# Aim of the task:
In the listing below, tally the lines that hold "separation" and report that number by itself.

# Provided records:
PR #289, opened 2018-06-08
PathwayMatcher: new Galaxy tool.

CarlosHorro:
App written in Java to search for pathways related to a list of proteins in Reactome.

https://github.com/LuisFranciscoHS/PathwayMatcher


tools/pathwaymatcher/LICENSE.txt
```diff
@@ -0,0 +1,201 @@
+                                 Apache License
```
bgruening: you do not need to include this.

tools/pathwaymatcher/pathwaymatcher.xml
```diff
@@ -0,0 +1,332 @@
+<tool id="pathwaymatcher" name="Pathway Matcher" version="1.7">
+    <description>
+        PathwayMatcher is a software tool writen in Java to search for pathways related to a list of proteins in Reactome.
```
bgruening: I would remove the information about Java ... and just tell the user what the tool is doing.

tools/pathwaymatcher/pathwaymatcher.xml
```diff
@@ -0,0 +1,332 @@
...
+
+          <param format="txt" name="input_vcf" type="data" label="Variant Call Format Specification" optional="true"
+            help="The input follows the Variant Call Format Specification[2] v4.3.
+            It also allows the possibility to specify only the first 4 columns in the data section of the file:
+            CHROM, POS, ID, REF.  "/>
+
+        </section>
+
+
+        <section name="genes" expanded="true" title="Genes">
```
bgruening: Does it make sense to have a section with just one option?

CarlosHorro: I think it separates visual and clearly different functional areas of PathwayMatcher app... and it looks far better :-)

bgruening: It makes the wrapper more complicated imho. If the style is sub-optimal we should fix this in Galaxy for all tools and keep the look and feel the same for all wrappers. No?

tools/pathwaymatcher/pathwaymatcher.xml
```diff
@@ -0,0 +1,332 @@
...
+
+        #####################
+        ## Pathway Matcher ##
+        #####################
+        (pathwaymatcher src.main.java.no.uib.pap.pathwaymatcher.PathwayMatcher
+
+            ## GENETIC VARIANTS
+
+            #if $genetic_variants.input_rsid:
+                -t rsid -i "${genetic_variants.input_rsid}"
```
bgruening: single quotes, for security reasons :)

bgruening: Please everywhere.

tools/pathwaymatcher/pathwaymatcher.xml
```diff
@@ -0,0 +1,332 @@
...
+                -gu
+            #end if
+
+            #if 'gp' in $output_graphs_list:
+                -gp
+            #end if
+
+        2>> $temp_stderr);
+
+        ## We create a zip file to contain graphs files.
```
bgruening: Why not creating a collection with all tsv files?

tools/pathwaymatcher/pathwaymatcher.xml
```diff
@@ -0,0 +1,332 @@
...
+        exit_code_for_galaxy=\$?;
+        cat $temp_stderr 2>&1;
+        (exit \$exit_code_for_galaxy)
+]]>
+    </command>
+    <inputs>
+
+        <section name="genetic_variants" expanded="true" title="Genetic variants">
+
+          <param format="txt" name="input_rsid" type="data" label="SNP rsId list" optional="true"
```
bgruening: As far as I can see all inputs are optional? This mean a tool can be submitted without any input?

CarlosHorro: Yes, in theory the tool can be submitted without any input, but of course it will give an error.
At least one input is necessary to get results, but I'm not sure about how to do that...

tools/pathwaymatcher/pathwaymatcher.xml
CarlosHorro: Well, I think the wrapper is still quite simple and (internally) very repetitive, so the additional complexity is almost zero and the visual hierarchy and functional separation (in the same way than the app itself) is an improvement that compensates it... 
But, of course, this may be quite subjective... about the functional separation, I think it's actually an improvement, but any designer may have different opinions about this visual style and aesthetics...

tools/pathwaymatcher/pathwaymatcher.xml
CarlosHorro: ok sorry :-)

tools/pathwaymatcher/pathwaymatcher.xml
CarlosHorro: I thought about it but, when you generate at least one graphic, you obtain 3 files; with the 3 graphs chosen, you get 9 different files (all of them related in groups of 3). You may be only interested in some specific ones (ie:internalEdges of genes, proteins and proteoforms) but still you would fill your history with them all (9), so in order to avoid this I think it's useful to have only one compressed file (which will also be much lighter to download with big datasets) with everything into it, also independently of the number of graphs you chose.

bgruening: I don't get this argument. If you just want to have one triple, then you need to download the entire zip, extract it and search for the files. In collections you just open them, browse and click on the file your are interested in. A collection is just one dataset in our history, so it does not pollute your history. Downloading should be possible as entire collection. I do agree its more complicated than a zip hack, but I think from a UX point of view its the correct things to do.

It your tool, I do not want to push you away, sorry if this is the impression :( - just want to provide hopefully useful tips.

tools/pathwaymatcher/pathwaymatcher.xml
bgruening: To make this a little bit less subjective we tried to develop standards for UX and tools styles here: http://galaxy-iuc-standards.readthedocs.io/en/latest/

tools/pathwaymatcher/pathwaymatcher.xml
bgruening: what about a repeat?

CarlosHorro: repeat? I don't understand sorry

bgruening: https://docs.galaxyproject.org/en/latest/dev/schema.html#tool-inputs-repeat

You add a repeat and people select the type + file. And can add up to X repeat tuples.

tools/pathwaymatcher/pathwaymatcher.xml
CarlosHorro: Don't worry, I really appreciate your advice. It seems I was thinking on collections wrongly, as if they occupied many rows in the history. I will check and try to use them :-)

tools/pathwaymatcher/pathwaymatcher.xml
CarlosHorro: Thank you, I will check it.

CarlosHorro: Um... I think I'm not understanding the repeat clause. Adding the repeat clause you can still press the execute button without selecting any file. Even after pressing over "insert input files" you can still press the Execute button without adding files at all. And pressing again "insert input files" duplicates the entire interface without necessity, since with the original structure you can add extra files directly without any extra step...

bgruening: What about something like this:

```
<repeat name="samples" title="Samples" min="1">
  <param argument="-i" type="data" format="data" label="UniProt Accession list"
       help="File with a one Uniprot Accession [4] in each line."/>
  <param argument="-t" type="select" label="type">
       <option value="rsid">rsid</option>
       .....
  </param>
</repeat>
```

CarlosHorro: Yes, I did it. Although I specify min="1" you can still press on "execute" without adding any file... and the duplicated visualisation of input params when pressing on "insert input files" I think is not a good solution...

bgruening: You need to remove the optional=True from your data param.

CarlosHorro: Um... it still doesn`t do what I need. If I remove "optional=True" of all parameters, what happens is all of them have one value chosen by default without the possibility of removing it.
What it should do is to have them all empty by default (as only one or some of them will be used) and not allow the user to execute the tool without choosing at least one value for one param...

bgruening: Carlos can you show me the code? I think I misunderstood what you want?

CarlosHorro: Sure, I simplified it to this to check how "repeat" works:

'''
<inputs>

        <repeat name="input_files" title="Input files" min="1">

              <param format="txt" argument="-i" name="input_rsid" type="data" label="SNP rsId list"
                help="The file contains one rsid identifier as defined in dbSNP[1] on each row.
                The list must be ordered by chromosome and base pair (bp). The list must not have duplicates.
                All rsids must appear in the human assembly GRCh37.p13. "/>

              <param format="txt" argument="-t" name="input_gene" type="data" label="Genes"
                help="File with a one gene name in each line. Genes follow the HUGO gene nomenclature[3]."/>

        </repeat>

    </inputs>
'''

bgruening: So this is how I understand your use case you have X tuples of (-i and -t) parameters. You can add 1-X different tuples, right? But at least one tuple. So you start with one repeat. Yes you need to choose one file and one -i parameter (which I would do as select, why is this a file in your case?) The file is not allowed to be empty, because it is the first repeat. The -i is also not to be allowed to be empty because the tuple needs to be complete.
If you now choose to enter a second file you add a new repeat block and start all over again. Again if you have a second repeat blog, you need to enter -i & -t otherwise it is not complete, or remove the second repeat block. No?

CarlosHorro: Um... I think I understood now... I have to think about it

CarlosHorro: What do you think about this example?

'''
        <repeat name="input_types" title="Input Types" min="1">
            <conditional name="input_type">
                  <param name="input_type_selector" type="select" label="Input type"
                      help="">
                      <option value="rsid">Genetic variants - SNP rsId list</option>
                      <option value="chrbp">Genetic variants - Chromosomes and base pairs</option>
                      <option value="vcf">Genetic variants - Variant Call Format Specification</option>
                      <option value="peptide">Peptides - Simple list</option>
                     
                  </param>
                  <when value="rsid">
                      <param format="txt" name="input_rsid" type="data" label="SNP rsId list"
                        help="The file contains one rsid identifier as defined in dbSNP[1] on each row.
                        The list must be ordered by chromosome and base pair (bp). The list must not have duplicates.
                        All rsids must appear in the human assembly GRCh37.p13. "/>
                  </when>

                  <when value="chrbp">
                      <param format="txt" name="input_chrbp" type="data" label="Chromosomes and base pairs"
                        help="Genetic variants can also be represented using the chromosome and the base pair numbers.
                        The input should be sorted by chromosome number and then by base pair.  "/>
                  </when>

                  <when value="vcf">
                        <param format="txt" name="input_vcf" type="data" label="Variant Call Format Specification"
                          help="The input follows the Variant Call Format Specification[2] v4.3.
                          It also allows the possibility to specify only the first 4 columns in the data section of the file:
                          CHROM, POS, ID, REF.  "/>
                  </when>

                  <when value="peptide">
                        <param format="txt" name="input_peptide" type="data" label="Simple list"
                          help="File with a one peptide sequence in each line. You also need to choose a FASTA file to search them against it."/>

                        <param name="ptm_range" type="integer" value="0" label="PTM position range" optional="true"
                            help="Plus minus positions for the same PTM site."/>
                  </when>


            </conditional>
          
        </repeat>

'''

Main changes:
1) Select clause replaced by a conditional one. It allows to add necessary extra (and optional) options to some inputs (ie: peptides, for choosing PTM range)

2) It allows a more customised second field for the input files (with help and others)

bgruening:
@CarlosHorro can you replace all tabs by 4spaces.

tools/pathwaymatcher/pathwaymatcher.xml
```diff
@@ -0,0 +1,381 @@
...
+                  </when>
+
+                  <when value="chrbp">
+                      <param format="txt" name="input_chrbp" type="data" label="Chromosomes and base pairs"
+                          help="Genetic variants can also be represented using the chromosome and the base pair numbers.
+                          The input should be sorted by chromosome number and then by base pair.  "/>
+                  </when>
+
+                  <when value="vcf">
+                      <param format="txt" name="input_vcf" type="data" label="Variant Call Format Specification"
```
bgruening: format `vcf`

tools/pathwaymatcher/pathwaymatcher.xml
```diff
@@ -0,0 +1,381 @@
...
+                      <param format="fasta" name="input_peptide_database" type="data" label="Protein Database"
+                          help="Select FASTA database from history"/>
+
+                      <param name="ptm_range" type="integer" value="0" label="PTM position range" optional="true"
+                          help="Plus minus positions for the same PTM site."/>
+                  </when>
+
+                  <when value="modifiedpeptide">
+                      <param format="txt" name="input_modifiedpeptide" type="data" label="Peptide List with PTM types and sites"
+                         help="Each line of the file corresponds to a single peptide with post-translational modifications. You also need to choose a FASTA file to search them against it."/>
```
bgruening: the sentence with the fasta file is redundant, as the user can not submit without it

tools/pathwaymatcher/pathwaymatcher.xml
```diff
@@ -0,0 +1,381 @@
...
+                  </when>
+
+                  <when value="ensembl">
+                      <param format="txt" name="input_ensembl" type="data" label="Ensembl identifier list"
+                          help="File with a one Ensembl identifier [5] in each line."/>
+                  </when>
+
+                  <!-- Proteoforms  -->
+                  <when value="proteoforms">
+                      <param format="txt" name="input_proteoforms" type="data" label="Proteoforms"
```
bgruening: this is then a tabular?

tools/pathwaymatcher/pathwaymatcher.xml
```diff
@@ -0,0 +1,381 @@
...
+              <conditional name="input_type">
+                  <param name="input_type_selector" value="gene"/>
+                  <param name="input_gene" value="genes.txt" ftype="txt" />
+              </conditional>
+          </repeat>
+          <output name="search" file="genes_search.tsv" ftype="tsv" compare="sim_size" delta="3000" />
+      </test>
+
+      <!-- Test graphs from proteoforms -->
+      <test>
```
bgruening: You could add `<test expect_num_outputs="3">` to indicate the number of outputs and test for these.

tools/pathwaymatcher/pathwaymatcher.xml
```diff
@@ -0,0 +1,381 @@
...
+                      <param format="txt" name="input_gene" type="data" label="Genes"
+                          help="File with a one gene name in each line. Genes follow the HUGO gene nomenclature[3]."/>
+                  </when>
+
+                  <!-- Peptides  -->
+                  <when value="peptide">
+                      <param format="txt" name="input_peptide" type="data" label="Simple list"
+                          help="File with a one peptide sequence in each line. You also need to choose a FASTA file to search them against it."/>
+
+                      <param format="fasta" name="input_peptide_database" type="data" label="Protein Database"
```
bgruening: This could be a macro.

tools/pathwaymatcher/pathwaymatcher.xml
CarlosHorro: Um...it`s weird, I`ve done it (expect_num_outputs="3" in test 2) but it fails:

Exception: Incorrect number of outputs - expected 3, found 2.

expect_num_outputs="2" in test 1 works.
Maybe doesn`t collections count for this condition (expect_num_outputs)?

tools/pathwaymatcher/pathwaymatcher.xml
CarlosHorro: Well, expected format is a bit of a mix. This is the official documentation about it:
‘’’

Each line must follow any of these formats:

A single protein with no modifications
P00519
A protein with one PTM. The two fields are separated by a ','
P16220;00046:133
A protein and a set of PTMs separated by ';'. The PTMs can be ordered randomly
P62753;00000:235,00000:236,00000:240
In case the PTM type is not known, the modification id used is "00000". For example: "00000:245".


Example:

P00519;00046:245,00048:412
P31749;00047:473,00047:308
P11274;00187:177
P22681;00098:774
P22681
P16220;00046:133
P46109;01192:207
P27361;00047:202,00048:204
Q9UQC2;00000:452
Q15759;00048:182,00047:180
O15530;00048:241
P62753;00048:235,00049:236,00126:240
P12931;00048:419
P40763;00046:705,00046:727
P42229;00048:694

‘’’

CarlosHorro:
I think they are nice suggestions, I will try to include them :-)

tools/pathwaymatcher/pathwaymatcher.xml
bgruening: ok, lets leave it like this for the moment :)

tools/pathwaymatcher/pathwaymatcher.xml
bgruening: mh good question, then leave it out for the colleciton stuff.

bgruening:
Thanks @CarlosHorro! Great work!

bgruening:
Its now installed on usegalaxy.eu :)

# Result for this task:
2